Non, vraiment, je rêve, Lettropolis rêve, d’un vrai roman cochon, un de ceux qu’un romancier invente de toutes les pièces fumeuses de ses derniers neurones alcoolisés. Imaginez : un gus qui a trempé dans la charcutaille – enfin c’est ce qu’on dit, qu’on ne dit plus, ça fait désordre – qui se mêle de remplir d’une quelconque gélatine les nibards de ces dames, et qui passe commande chez les grands de la chimie.
— Comment mon vieux… Vous n’y pensez-pas. Personne ne vous croira. Et puis, surveillez votre vocabulaire. On ne dit pas « nibard »… en cour de récréation peut-être, mais pas ici… ou on ne l’écrit pas… soyez correct, voyons !

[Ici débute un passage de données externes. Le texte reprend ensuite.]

Issue #8029, opened 2022-03-02
Marker.bindPopup() should throw exception if passed invalid argument


php4fan:
In my code I had:
```
someMarker.bindPopup({ content: '<p>Hello</p>'}); // WRONG
```
Obviously that's wrong, as I should just pass it the content as a string:
```
someMarker.bindPopup( '<p>Hello</p>'); // CORRECT
```

**Expected behavior:**

The above wrong line of code should trigger an exception, with an error message similar to:
```
 Invalid argument passed to `bindPopup()`: expect string or <whatever else is accepted>, object passed instead.
```
Well, something like that, I am very bad at phrasing error messages. Anyway that's when the error should be thrown and that's the kind of information it should contain. When I do something wrong, the error must be thrown at the time of my wrongdoing, and the error message must point to what I did wrong.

— Pourtant, le sujet pousse au vocabulaire cru, vous ne le sentez-pas ? La tradition gauloise, Rabelais, Dard…
— Dépassés ! Laissez ces antiquités au cabinet d’où ils n’auraient jamais dû sortir.
— Au cabinet… vous croyez ?
— Ah, vous ! Ne m’emm… Ne m’ennuyez pas avec vos blagues douteuses. Bon ! Revenons à votre roman, le fil de l’histoire ?
— Toute simple, logique. Un type qui a compris la société, ses rouages, ses principes : un mec qui en veut tous les avantages…
— Avantages… J’espère que vous ne recommencez pas à jouer sur le sens des mots !
— Euh… Un grand cynique qui a pigé le système : un marché de bobos-gogos, un marigot où pullulent les crocodiles, des surveillants lobotomisés, le cul vissé dans leurs fauteuils de cuir – Ah ! L’ergonomie… – et quelques clampins pour déménager les fûts de soupe à l’huile de vidange…
— Ou de silicone…
— Peu importe, la recette est toujours la même.
— Ouais… Tiré par les cheveux… Capillotracté, veux-je dire. Ah, ces romanciers, tous les mêmes. Croient que l’imagination mène le monde…
Lettropolis rêve d’un roman cochon, car comme on dit : « Dans le cochon, tout est bon. »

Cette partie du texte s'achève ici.